#### [YOUR INSTRUCTIONS]
Scan the listing and copy each line where the word "matrix" is present.

---*---

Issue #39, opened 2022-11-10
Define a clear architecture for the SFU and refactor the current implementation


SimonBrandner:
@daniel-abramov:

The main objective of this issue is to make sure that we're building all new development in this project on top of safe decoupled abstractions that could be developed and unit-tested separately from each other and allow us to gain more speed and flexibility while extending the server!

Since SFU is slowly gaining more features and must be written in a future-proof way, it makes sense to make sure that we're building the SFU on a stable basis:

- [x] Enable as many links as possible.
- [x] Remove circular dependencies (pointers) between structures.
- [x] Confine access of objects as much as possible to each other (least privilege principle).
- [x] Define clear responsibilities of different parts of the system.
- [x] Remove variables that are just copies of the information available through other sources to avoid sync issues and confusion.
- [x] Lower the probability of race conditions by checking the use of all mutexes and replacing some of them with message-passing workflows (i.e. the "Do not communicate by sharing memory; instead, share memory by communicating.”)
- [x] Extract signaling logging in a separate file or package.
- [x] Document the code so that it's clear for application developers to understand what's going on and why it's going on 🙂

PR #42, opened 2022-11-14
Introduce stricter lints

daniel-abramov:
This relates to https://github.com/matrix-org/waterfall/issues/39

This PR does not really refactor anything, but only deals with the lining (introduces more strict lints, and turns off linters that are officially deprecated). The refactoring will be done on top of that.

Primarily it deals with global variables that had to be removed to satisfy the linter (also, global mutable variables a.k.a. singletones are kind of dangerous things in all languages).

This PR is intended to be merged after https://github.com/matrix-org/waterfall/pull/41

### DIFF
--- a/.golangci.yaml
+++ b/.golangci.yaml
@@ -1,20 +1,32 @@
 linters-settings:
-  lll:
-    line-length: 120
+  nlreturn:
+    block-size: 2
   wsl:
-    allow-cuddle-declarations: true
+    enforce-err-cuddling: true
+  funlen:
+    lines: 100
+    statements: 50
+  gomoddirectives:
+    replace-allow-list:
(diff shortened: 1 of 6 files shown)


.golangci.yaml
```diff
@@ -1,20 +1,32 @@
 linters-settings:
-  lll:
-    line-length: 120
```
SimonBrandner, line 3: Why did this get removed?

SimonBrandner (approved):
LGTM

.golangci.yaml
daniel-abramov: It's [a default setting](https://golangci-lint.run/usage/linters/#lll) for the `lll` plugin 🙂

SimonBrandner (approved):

---*---

#### [TASK RESULT]
This relates to https://github.com/matrix-org/waterfall/issues/39
This PR is intended to be merged after https://github.com/matrix-org/waterfall/pull/41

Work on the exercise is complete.